In Fig. 27-73,${\mathbf{R}}_{\mathbf{1}}\mathbf{=}\mathbf{5}\mathbf{.}\mathbf{00}\mathbf{\hspace{0.33em}}\mathbf{\Omega }\mathbf{,}{\mathbf{R}}_{\mathbf{2}}\mathbf{=}\mathbf{10}\mathbf{.}\mathbf{0}\mathbf{\hspace{0.33em}}\mathbf{\Omega }\mathbf{,}{\mathbf{R}}_{\mathbf{3}}\mathbf{=}\mathbf{15}\mathbf{.}\mathbf{0}\mathbf{\hspace{0.33em}}\mathbf{\Omega }\mathbf{,}{\mathbf{C}}_{\mathbf{1}}\mathbf{=}\mathbf{5}\mathbf{.}\mathbf{00}\mathbf{\hspace{0.33em}}\mathbf{\mu F}\mathbf{,}{\mathbf{C}}_{\mathbf{2}}\mathbf{=}\mathbf{10}\mathbf{.}\mathbf{0}\mathbf{\hspace{0.33em}}\mathbf{\mu F}\mathbf{,}$and the ideal battery has emf $\mathbf{\epsilon }\mathbf{=}\mathbf{20}\mathbf{.}\mathbf{0}\mathbf{V}$. Assuming that the circuit is in the steady state, what is the total energy stored in the two capacitors?

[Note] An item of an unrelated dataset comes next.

PR #162, opened 2024-07-26
Added support for splitting proto packages into multiple files

pompon0:
Without it it was impossible to break dependency cycles in a backward compatible way.
Also I've split the roles proto files to allow attester messages to include GenesisHash message.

We know that a voltage drop across a capacitor and resistor drop has the same value. Thus, the voltage drop across the resistor calculated using the loop condition is used to calculate the individual energy stored within the plates of the capacitors. Thus, the total energy is the sum of their energies.

Formulae:

The voltage equation using Ohm’s law,

V=IR (i)

Here I is the current, and R is the resistance.

Kirchhoff’s voltage law,

$\sum _{closedloop}V=0$ (ii)

The energy stored within the capacitor plates,

$U_c=1/2C{\epsilon }^2$ (iii)

In the steady state situation, there is no current going to the capacitors, so the resistors all have the same current. Thus, using equation (i) in the loop rule of equation (ii), the current value can be given s follows:

$$\begin{gathered} \epsilon -i{R}_1-i{R}_2-i{R}_3=0 \\ i=\frac{\epsilon }{R_4+R_2+R_3} \end{gathered}$$

Substitute the values in the above expression, and we get,

$\begin{array}{l}i=\frac{20.0V}{5.0\Omega +10.0\Omega +15.0\Omega }\\ =\frac{2}{3}A\end{array}$

Now, the voltage across the resistor R₁can be given using equation (i) as follows:

$\begin{array}{l}{v}_1=\left(\frac{2}{3}A\right))5.0\Omega )\\ =\frac{10}{3}V\\ \end{array}$

$$\begin{gathered} U_1=\frac{1}{2}\times \left(5.0\times {10}^{-6}F\right){\left(\frac{10}{3}V\right)}^2 \\ =2.78\times {10}^{-5}J \end{gathered}$$

Now, the voltage across the resistor R₂can be given using equation (i) as follows:

$\begin{array}{l}{v}_2=\left(\frac{2}{3}A\right)\left(10.0\Omega \right)\\ =\frac{20}{3}V\end{array}$

The above voltage is also the voltage value across capacitor 2, thus the energy stored within capacitor 2 can be given using equation (iii) as follows:

$$\begin{gathered} U_2=\frac{1}{2}\times \left(10.0\times {10}^{-6}F\right){\left(\frac{20}{3}V\right)}^2 \\ =2.22\times {10}^{-4}J \end{gathered}$$

Thus, the total energy stored within the given capacitors can be given as follows:

$\begin{array}{l}U=u_1+u_2\\ =2.78\times {10}^{-5}J+2.22\times {10}^{-4}J\\ =0.278\times {10}^{-4}J+2.22\times {10}^{-4}J\\ =2.498\times {10}^{-4}J\\ =2.50\times {10}^{-4}J\end{array}$

Hence, the value of the energy is $=2.50\times {10}^{-4}J$.